*** Material to process ***

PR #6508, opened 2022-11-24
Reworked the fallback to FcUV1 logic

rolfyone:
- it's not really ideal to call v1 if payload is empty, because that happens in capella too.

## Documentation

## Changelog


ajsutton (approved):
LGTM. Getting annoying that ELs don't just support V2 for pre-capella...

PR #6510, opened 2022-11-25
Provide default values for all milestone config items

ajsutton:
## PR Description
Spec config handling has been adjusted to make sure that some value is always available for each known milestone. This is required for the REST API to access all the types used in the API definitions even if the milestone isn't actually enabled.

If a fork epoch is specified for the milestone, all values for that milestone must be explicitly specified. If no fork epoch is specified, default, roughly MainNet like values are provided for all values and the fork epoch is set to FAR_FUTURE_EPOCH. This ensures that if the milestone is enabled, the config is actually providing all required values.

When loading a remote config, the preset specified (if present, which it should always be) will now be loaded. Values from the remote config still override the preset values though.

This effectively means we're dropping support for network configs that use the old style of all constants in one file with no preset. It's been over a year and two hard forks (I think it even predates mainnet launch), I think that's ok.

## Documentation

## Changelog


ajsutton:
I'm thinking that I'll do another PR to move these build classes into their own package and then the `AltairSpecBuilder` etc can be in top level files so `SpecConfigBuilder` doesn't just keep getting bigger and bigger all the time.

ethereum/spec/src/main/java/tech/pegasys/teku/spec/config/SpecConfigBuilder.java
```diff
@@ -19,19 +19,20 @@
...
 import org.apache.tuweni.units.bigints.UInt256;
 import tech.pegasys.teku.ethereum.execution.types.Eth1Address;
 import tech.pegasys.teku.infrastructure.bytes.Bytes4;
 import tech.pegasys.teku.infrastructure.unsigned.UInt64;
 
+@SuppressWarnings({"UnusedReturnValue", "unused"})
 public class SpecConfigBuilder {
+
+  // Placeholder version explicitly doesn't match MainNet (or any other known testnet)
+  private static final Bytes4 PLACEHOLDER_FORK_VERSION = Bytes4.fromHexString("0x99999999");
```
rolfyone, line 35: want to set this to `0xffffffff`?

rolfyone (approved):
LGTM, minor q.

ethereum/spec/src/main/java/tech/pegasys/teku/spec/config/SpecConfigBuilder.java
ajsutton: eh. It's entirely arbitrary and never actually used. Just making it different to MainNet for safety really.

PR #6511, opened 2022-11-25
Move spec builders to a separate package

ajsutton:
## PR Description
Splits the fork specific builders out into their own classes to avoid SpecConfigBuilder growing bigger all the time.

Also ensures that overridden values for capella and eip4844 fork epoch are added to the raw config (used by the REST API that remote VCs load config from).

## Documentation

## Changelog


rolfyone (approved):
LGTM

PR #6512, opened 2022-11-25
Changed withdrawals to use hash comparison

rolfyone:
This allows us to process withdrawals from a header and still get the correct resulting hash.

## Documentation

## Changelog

***

• [What you should do]: Wherever a line in the data above contains the word "import", copy that line.

• [Result]:
 import org.apache.tuweni.units.bigints.UInt256;
 import tech.pegasys.teku.ethereum.execution.types.Eth1Address;
 import tech.pegasys.teku.infrastructure.bytes.Bytes4;
 import tech.pegasys.teku.infrastructure.unsigned.UInt64;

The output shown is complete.